> [Task prompt] A line containing "## Solution" appears in the material below. Return exactly every line from the first through that one, and only those.

> [Source material]

#####

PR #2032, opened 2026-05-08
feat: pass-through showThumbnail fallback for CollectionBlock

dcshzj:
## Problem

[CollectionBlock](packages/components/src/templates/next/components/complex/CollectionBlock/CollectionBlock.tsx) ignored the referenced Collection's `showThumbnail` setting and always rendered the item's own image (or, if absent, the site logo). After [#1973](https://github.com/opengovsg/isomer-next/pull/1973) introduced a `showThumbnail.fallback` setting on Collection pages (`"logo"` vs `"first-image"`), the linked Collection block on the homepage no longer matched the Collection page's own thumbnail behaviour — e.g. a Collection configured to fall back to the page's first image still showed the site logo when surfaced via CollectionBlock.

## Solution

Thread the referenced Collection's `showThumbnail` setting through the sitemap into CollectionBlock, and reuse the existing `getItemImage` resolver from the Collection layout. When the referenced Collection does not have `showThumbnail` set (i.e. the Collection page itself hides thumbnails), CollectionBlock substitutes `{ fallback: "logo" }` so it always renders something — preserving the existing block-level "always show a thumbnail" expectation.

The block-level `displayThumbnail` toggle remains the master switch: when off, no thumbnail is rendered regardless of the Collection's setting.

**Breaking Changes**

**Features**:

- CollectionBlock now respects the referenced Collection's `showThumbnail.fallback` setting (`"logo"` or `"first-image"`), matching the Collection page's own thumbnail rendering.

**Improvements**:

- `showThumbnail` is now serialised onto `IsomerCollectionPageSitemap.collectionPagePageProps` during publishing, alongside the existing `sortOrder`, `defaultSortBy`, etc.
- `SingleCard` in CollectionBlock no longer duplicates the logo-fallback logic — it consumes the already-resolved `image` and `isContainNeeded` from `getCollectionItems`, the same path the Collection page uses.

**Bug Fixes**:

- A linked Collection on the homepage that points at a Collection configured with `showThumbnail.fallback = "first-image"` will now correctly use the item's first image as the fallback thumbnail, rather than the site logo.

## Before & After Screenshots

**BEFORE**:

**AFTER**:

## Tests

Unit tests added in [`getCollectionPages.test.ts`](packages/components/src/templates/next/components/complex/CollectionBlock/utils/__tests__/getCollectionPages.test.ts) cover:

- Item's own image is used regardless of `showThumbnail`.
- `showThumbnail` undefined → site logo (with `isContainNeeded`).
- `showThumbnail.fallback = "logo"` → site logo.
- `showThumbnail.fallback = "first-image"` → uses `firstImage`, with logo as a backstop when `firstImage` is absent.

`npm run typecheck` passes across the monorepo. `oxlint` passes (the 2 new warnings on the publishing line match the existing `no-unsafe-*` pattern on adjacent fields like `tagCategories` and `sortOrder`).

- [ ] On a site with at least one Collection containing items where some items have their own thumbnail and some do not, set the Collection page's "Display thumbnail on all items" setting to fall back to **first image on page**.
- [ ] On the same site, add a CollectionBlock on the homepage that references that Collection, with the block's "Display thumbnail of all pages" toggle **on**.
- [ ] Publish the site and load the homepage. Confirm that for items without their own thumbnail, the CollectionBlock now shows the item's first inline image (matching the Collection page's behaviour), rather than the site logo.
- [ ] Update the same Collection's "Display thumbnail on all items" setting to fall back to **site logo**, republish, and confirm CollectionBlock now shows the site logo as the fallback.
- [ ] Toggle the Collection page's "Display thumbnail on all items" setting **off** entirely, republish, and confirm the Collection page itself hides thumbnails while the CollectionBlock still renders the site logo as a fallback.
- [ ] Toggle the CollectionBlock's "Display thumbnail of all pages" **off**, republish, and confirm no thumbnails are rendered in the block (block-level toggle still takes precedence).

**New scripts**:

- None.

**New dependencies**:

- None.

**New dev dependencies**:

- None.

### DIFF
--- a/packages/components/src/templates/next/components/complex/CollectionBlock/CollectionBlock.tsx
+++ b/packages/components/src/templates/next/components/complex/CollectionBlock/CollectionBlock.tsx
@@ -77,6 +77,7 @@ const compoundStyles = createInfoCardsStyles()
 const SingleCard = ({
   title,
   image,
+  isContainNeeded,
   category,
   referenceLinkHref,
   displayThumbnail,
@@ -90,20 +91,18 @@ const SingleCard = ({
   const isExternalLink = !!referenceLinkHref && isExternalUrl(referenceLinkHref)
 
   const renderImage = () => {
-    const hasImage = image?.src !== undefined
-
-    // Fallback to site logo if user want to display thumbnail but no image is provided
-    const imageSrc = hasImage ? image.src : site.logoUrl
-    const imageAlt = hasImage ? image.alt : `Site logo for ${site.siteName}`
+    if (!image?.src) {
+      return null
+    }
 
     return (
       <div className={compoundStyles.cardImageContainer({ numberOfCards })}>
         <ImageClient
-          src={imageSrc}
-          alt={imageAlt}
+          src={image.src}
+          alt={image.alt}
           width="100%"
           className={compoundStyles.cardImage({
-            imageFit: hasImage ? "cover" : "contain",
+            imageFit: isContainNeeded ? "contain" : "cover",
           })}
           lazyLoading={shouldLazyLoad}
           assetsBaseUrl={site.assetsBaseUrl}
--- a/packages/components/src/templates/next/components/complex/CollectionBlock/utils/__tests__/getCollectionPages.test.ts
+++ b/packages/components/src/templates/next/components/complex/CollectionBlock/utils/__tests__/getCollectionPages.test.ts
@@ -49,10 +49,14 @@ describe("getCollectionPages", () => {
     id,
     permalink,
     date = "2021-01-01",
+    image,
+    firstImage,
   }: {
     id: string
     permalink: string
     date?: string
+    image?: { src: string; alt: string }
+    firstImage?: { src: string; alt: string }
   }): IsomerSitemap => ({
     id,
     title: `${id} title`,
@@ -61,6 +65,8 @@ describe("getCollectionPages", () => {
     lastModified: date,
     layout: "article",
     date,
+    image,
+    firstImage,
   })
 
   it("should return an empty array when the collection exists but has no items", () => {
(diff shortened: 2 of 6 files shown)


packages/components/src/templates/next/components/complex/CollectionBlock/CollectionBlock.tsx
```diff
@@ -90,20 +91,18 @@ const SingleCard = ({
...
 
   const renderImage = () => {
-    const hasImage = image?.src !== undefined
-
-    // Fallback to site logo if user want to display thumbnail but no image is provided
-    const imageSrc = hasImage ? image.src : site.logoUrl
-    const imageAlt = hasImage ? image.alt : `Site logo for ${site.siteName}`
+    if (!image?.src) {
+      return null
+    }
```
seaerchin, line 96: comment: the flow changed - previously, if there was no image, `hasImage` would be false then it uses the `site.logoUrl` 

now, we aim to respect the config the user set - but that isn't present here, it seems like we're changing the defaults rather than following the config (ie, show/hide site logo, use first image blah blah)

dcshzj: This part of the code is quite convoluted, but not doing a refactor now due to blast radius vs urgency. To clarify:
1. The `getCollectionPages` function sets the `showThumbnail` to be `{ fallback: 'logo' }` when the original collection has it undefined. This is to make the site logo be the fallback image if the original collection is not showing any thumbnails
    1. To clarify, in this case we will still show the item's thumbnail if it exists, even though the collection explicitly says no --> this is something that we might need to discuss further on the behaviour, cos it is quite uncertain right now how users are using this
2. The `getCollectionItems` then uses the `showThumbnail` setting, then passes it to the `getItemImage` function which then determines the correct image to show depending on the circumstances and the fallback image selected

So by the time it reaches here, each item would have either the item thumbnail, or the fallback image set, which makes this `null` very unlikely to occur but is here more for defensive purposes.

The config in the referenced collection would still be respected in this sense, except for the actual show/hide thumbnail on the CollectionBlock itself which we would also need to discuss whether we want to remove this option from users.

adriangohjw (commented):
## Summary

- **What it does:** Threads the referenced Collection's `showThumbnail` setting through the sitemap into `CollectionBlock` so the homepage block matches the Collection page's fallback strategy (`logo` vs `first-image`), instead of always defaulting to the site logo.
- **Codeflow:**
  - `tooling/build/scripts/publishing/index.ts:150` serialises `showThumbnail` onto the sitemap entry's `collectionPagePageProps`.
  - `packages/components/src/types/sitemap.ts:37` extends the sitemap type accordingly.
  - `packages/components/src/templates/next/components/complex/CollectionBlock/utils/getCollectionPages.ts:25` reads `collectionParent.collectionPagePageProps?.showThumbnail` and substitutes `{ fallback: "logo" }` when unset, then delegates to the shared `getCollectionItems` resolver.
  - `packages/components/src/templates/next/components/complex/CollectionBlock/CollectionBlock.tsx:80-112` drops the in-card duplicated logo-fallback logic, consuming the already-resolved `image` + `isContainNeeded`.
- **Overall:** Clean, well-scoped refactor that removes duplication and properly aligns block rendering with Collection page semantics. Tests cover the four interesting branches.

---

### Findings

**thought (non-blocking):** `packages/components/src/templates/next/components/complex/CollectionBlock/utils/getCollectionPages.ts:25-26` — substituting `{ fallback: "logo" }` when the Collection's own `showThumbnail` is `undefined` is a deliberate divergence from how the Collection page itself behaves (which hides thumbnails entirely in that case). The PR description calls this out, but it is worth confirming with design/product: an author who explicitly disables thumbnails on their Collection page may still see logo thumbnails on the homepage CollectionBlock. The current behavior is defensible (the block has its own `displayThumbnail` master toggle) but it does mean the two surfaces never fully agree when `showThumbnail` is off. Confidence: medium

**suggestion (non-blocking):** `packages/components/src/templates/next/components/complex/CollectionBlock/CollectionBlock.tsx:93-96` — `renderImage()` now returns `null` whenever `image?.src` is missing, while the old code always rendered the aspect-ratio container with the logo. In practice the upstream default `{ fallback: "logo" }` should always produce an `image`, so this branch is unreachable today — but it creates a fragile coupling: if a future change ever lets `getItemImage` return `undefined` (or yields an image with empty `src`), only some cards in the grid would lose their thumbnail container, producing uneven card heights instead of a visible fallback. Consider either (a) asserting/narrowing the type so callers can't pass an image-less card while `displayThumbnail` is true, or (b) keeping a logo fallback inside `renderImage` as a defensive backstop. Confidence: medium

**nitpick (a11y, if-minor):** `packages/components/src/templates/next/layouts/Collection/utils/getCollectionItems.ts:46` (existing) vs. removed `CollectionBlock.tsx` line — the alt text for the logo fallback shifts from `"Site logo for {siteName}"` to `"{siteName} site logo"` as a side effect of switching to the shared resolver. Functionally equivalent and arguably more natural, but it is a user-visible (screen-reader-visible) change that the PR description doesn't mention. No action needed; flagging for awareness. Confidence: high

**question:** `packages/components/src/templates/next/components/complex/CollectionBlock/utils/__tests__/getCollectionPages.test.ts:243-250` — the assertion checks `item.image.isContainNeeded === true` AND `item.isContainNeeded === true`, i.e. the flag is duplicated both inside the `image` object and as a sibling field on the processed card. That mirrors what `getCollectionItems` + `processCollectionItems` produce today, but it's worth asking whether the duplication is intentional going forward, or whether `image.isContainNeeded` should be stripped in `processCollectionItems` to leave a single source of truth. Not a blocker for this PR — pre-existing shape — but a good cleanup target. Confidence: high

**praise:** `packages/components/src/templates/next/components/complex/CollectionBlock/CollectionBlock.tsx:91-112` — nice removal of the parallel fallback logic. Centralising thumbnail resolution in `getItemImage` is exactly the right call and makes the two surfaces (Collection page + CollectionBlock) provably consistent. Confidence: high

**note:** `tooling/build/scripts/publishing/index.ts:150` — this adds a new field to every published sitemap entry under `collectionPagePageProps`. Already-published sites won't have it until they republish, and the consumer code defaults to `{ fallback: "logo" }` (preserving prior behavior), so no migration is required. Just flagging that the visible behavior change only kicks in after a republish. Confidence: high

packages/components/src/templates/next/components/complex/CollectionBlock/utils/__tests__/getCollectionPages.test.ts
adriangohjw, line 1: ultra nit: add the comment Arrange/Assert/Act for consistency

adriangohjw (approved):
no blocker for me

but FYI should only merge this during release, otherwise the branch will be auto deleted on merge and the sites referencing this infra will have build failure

#####

> [Task solution]
PR #2032, opened 2026-05-08
feat: pass-through showThumbnail fallback for CollectionBlock

dcshzj:
## Problem

[CollectionBlock](packages/components/src/templates/next/components/complex/CollectionBlock/CollectionBlock.tsx) ignored the referenced Collection's `showThumbnail` setting and always rendered the item's own image (or, if absent, the site logo). After [#1973](https://github.com/opengovsg/isomer-next/pull/1973) introduced a `showThumbnail.fallback` setting on Collection pages (`"logo"` vs `"first-image"`), the linked Collection block on the homepage no longer matched the Collection page's own thumbnail behaviour — e.g. a Collection configured to fall back to the page's first image still showed the site logo when surfaced via CollectionBlock.

## Solution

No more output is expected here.